WORK TO COMPLETE =
Give back every entry below, exactly as written.

[[ DATA SHOWN, beginning ]]

PR #599, opened 2021-03-05
Fixed JSON serialization of device type contracts in database

mehalter:
PineJS serializes and deserializes JSON fields automatically and serializing before pushing contracts to the database breaks this. This fixes the issue and lets PineJS handle the serialization.

### DIFF
--- a/src/features/contracts/index.ts
+++ b/src/features/contracts/index.ts
@@ -93,7 +93,7 @@ const mapModel = async (
 ) => {
 	const mappedModel: { [k: string]: any } = {};
 	if (includeRawContract) {
-		mappedModel['contract'] = JSON.stringify(contractEntry);
+		mappedModel['contract'] = contractEntry;
 	}
 	for (const key of Object.keys(map) as Array<keyof typeof map>) {
 		const mapper = map[key];
@@ -135,6 +135,10 @@ const upsertEntries = async (
 	await Bluebird.map(
 		newData,
 		async (entry: any) => {
+			const entryQuery =
+				'contract' in entry && entry.contract != null
+					? { ...entry, contract: JSON.stringify(entry.contract) }
+					: entry;
 			try {
 				if (existingData.has(entry[uniqueField])) {
 					return await rootApi.patch({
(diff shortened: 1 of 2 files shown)


test/09_contracts.ts
```diff
@@ -179,7 +179,10 @@ describe('contracts', () => {
 			expect(dbDeviceTypes).to.have.length(14);
 			expect(newDt).to.not.be.undefined;
 			expect(finDt).to.have.property('name', 'Fin');
-			expect(finDt).to.have.property('contract', JSON.stringify(finDtContract));
+			expect(finDt).to.have.deep.property(
+				'contract',
+				JSON.parse(JSON.stringify(finDtContract)),
```
mehalter, line 184: This is necessary to verify the serialization and deserialization correctly because comparing two JSON objects in Chai doesn't ignore fields that are set to "undefined", but the serialization handles this.

src/features/contracts/index.ts
```diff
@@ -135,6 +135,10 @@ const upsertEntries = async (
 	await Bluebird.map(
 		newData,
 		async (entry: any) => {
+			const entryQuery =
+				'contract' in entry && typeof entry.contract === 'object'
```
Page-, line 139: I think you should change this to
```suggestion
				'contract' in entry && entry.contract != null
```
since we would still stringify it on entry if it's a string/number/etc, it's only null that would be left as-is

mehalter: Fixed in new commit

Page- (approved):

test/09_contracts.ts
```diff
@@ -179,7 +179,10 @@ describe('contracts', () => {
 			expect(dbDeviceTypes).to.have.length(14);
 			expect(newDt).to.not.be.undefined;
 			expect(finDt).to.have.property('name', 'Fin');
-			expect(finDt).to.have.property('contract', JSON.stringify(finDtContract));
+			expect(finDt).to.have.deep.property(
```
thgreasi, line 182: @mehalter I don't think that you need to chain `.deep` here.
Deep is used if you are passing, eh, a deep property in the property name argument, eg:
```
expect(finDt).to.have.deep.property('contract.length').that.is.a('number')
```
Doesn't cause any issue here though :)

PR #600, opened 2021-03-08
Update pinejs to pick up rule optimizations for inserts

Page-:
Update pinejs from 14.19.0 to 14.20.0

Change-type: patch


Page-:
@balena-ci I self-certify!

PR #601, opened 2021-03-08
Added optional environment variable configuration for contract repo branch

mehalter:
Add optional ability to change which branch the contracts are pulled for the API.


test/09_contracts.ts
```diff
@@ -49,8 +57,14 @@ describe('contracts', () => {
...
 
-		mockRepo('balena-io', 'contracts', 'base-contracts', true);
-		await synchronizeContracts([{ owner: 'balena-io', name: 'contracts' }]);
+		mockRepo(
+			contractRepository.owner,
+			contractRepository.name,
+			contractRepository.branch,
+			'base-contracts',
+			true,
+		);
```
thgreasi, line 66: NIT: Maybe it now makes sense to convert the arguments of this into an object, to make obvious what each arg is when invoking it and not have to manually spread all properties of the RepositoryInfo.
Eg:
```suggestion
		mockRepo({
			...contractRepository,
			filename: 'base-contracts',
			persist: true,
		});
```
Definitely doesn't have to be in this PR though.

src/features/contracts/contracts-directory.ts
```diff
@@ -81,7 +81,9 @@ const normalizeAssets = async (
 };
 
 const getArchiveLinkForRepo = (repo: RepositoryInfo) => {
-	return `https://api.github.com/repos/${repo.owner}/${repo.name}/tarball`;
+	return `https://api.github.com/repos/${repo.owner}/${repo.name}/tarball/${
+		repo.branch || ''
```
thgreasi, line 85: Most (if not all) `|| ''` could probably be `?? ''` but not a blocker.

thgreasi (commented):
LTGM, feel free to self-certify, even though I would prefer someone to check the toml & the tmpl first.

test/09_contracts.ts
mehalter: Improved this method's parameters in latest push.

src/features/contracts/contracts-directory.ts
mehalter: Ah nice catch. Fixed this in the latest push

thgreasi (approved):

PR #603, opened 2021-03-10
Validate username/email on PATCH as well as POST

Page-:
Change-type: patch


Page-:
@balena-ci I self-certify!

PR #606, opened 2021-03-10
Only try to validate username/email if they are present

Page-:
Change-type: patch


Page-:
@balena-ci I self-certify!

Page-:
@balena-ci retest

PR #609, opened 2021-03-12
Cache device existence check for 5 minutes

Page-:
This will reduce the load for the common case where active devices are
not regularly deleted with the potential to briefly respond with a 401
when a device is first deleted. There may also be a slight delay for
restored devices to be able to communicate again however again that is
a very rare case.

Change-type: patch


Page-:
@balena-ci I self-certify!

PR #612, opened 2021-03-12
Emit an error on the request stream for non-200s rather than throwing

Page-:
The throw was in an asynchronous callback and throwing there causes the
process to exit

Change-type: patch


Page-:
@balena-ci I self-certify!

[[ DATA SHOWN, end ]]

ANSWER TO THIS EXERCISE =
PR #599, opened 2021-03-05
Fixed JSON serialization of device type contracts in database

mehalter:
PineJS serializes and deserializes JSON fields automatically and serializing before pushing contracts to the database breaks this. This fixes the issue and lets PineJS handle the serialization.

### DIFF
--- a/src/features/contracts/index.ts
+++ b/src/features/contracts/index.ts
@@ -93,7 +93,7 @@ const mapModel = async (
 ) => {
 	const mappedModel: { [k: string]: any } = {};
 	if (includeRawContract) {
-		mappedModel['contract'] = JSON.stringify(contractEntry);
+		mappedModel['contract'] = contractEntry;
 	}
 	for (const key of Object.keys(map) as Array<keyof typeof map>) {
 		const mapper = map[key];
@@ -135,6 +135,10 @@ const upsertEntries = async (
 	await Bluebird.map(
 		newData,
 		async (entry: any) => {
+			const entryQuery =
+				'contract' in entry && entry.contract != null
+					? { ...entry, contract: JSON.stringify(entry.contract) }
+					: entry;
 			try {
 				if (existingData.has(entry[uniqueField])) {
 					return await rootApi.patch({
(diff shortened: 1 of 2 files shown)


test/09_contracts.ts
```diff
@@ -179,7 +179,10 @@ describe('contracts', () => {
 			expect(dbDeviceTypes).to.have.length(14);
 			expect(newDt).to.not.be.undefined;
 			expect(finDt).to.have.property('name', 'Fin');
-			expect(finDt).to.have.property('contract', JSON.stringify(finDtContract));
+			expect(finDt).to.have.deep.property(
+				'contract',
+				JSON.parse(JSON.stringify(finDtContract)),
```
mehalter, line 184: This is necessary to verify the serialization and deserialization correctly because comparing two JSON objects in Chai doesn't ignore fields that are set to "undefined", but the serialization handles this.

src/features/contracts/index.ts
```diff
@@ -135,6 +135,10 @@ const upsertEntries = async (
 	await Bluebird.map(
 		newData,
 		async (entry: any) => {
+			const entryQuery =
+				'contract' in entry && typeof entry.contract === 'object'
```
Page-, line 139: I think you should change this to
```suggestion
				'contract' in entry && entry.contract != null
```
since we would still stringify it on entry if it's a string/number/etc, it's only null that would be left as-is

mehalter: Fixed in new commit

Page- (approved):

test/09_contracts.ts
```diff
@@ -179,7 +179,10 @@ describe('contracts', () => {
 			expect(dbDeviceTypes).to.have.length(14);
 			expect(newDt).to.not.be.undefined;
 			expect(finDt).to.have.property('name', 'Fin');
-			expect(finDt).to.have.property('contract', JSON.stringify(finDtContract));
+			expect(finDt).to.have.deep.property(
```
thgreasi, line 182: @mehalter I don't think that you need to chain `.deep` here.
Deep is used if you are passing, eh, a deep property in the property name argument, eg:
```
expect(finDt).to.have.deep.property('contract.length').that.is.a('number')
```
Doesn't cause any issue here though :)

PR #600, opened 2021-03-08
Update pinejs to pick up rule optimizations for inserts

Page-:
Update pinejs from 14.19.0 to 14.20.0

Change-type: patch


Page-:
@balena-ci I self-certify!

PR #601, opened 2021-03-08
Added optional environment variable configuration for contract repo branch

mehalter:
Add optional ability to change which branch the contracts are pulled for the API.


test/09_contracts.ts
```diff
@@ -49,8 +57,14 @@ describe('contracts', () => {
...
 
-		mockRepo('balena-io', 'contracts', 'base-contracts', true);
-		await synchronizeContracts([{ owner: 'balena-io', name: 'contracts' }]);
+		mockRepo(
+			contractRepository.owner,
+			contractRepository.name,
+			contractRepository.branch,
+			'base-contracts',
+			true,
+		);
```
thgreasi, line 66: NIT: Maybe it now makes sense to convert the arguments of this into an object, to make obvious what each arg is when invoking it and not have to manually spread all properties of the RepositoryInfo.
Eg:
```suggestion
		mockRepo({
			...contractRepository,
			filename: 'base-contracts',
			persist: true,
		});
```
Definitely doesn't have to be in this PR though.

src/features/contracts/contracts-directory.ts
```diff
@@ -81,7 +81,9 @@ const normalizeAssets = async (
 };
 
 const getArchiveLinkForRepo = (repo: RepositoryInfo) => {
-	return `https://api.github.com/repos/${repo.owner}/${repo.name}/tarball`;
+	return `https://api.github.com/repos/${repo.owner}/${repo.name}/tarball/${
+		repo.branch || ''
```
thgreasi, line 85: Most (if not all) `|| ''` could probably be `?? ''` but not a blocker.

thgreasi (commented):
LTGM, feel free to self-certify, even though I would prefer someone to check the toml & the tmpl first.

test/09_contracts.ts
mehalter: Improved this method's parameters in latest push.

src/features/contracts/contracts-directory.ts
mehalter: Ah nice catch. Fixed this in the latest push

thgreasi (approved):

PR #603, opened 2021-03-10
Validate username/email on PATCH as well as POST

Page-:
Change-type: patch


Page-:
@balena-ci I self-certify!

PR #606, opened 2021-03-10
Only try to validate username/email if they are present

Page-:
Change-type: patch


Page-:
@balena-ci I self-certify!

Page-:
@balena-ci retest

PR #609, opened 2021-03-12
Cache device existence check for 5 minutes

Page-:
This will reduce the load for the common case where active devices are
not regularly deleted with the potential to briefly respond with a 401
when a device is first deleted. There may also be a slight delay for
restored devices to be able to communicate again however again that is
a very rare case.

Change-type: patch


Page-:
@balena-ci I self-certify!

PR #612, opened 2021-03-12
Emit an error on the request stream for non-200s rather than throwing

Page-:
The throw was in an asynchronous callback and throwing there causes the
process to exit

Change-type: patch


Page-:
@balena-ci I self-certify!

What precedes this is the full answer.